Assobio de cobra após o escurecer

em

|

views

e

comentários

Contam as más línguas que, em tempos passados, antes da televisão e da internet, uma das formas preferidas por aqueles que gostavam de “pular cerca” era aproveitar-se da ausência do parente, amigo ou compadre, para assediar a patroa (ou a comadre) que permanecia em casa, no sossego e na segurança de seu lar. A história que segue é uma delas.

Almerindo era daqueles sitiantes que saíam constantemente para os botecos da corrutela, ali perto, deixando sozinhos a mulher e os filhos pequenos até tarde da noite.

Os meninos tinham muito medo. De uns tempos em diante, começaram a ouvir assobios que vinham do fundo do quintal, após o escurecer. Outro assobio respondia, parecendo de dentro da casa.

— É de gente, mãe? – indagavam as crianças, um tanto ressabiadas.

— Né não, é de cobra – respondia a mãe. E ordenava: Todo mundo pra cama, já!… Assobio de cobra é um perigo!…

E os assobios se intensificavam. Foi indo, foi indo, até que chegou ao ponto de as crianças reclamarem diretamente para o pai, que no começo achou graça, riu dos meninos, mas com o passar do tempo percebeu que a coisa parecia séria mesmo. No entanto, havia um “porém” naquela história, que intrigava Almerindo: A cobra só assobiava quando ele não estava em casa.

— Os meninos acham que é assobio de gente – dizia o marido à mulher.

— Né não, é de cobra mesmo – defendia ela.

— Como é que você tem tanta certeza assim?

— Eu sei, quando eu era pequena, a mãe contava que cobra gosta de “assobiá” à noite.

A partir daí o marido começou a desconfiar da esposa. Mas precisava de prova. Sem prova não se pode condenar ninguém. Como já havia tratado uma pescaria, resolveu deixar para tirar a limpo aquela história depois que regressasse.

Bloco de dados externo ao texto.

PR #198, opened 2019-09-24
Removing UNKNOWN from OSMType, throw Exception instead!

rtroilo:
## Type of change
- [x] New feature (non-breaking change which adds functionality)

## Description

Precavido, ordenou aos filhos: “Observem se a cobra vai assobiar quando eu estiver fora! Papai traz balinhas pra vocês, ouviram?”

Quando voltou da pescaria, a primeira coisa que ele quis saber foi sobre o assobio da serpente:

— E aí, o que virou da cobra? – indagou aos meninos.

— Assobiou toda noite, pai!

— Ficaram com medo?

— Demais! Mas a mãe punha a gente pra dormir na mesma hora, que era pra não ficar com medo.

— Aí tem coisa! – imaginava Almerindo.

Na semana seguinte, ele permaneceu em casa e a cobra não assobiou. Ele inventou, então, uma viagem de mentirinha, pela qual deveria pernoitar uma noite fora de casa. E foi. Não sem antes passar pelo boteco costumeiro para tomar uma e para divulgar a sua ausência naquela noite. Fazia parte do plano.

Almerindo fez que foi, mas não foi. Esperou anoitecer e voltou, para o sítio. Ficou escondido lá no fundo do quintal, de onde vinha o assobio da rastejante. Haveria de pegar a cobra no flagrante. E pegou. Era o compadre Emerenciano. O sujeito chegou devagarzinho e amarrou a mula na cerca. Olhou para um lado, para outro, e como não viu ninguém, deu um estridente assobio. No mesmo instante, a outra serpente respondeu lá dentro de casa. Emerenciano foi a pé naquela direção. Pé ante pé. Não podia dar bobeira, senão botava tudo a perder.

Almerindo achou que o compadre merecia um corretivo. E quando as coisas silenciaram no covil das cobras, e a luz foi apagada, montou na mula do compadre e foi lá para a casa da comadre, ali perto.

— Que sucedeu com Emerenciano, compadre, o senhor na mula dele?!… Algum problema sério?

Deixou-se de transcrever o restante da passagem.